Por Raquel Rolnik.
Um dos personagens da Independência, eternizado no primeiro verso do Hino Nacional como o palco do mítico grito “Independência ou morte” de Dom Pedro I, o riacho do Ypiranga, ou o que sobrou de suas “margens plácidas”, é uma espécie de metáfora da nação que construímos.

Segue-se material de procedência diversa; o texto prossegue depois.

PR #883, opened 2024-06-19
new Solution

SrMusienko:


Abnormaltype (changes requested):
Reject

Abnormaltype (approved):
use `black`  for migrations as well

PR #893, opened 2024-06-20
sol1

IvanVahanov:


main.py
```diff
@@ -1,7 +1,45 @@
...
+    Genre.objects.create(name="Western")
+    Genre.objects.create(name="Action")
+    Genre.objects.create(name="Dramma")
+
+    Actor.objects.create(first_name="George", last_name="Klooney")
+    Actor.objects.create(first_name="Kianu", last_name="Reaves")
+    Actor.objects.create(first_name="Scarlett", last_name="Keegan")
+    Actor.objects.create(first_name="Will", last_name="Smith")
+    Actor.objects.create(first_name="Jaden", last_name="Smith")
+    Actor.objects.create(first_name="Scarlett", last_name="Johansson")
```
DevSpaciX, line 17: Good practive will be :
1. Create dataset with  data  of future genres / actors
2. In for loop call `create()` method with needed name or last_name

DevSpaciX (changes requested):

Que rio é esse? Entre a fantasia e a realidade, conta a história que aprendemos na escola que Pedro I e sua comitiva passaram pelo vale do Riacho Ypiranga, um dos caminhos que levavam de Santos a São Paulo. Foi com a expansão da cidade na esteira dos excedentes da exportação do café que, no final do século 19, início do 20, a região começou a ser ocupada. Em 1893, depois de uma crise de falta de água, a administração da província de São Paulo desapropria ali uma grande área, criando assim o Parque das Cabeceiras do Ipiranga, – que conhecemos hoje como Parque Estadual das Fontes do Ipiranga –, para garantir o abastecimento de água da cidade.
O sistema contava com três reservatórios que abasteceram a região até 1928, quando a São Paulo Tramway, Light and Power assumiu o conjunto e o desativou, tornando a Guarapiranga o principal sistema de abastecimento da capital paulista. Desde então, a área desapropriada se transformou em um parque público. Em 1928, ali se instalou o Jardim Botânico e, posteriormente, o Jardim Zoológico, o Observatório de São Paulo, o Parque de Ciência e Tecnologia da Universidade de São Paulo (CienTec da USP), entre outros equipamentos. A existência e a manutenção desta área como parque permitiu a proteção da mata atlântica e também da nascente do rio, até hoje preservada.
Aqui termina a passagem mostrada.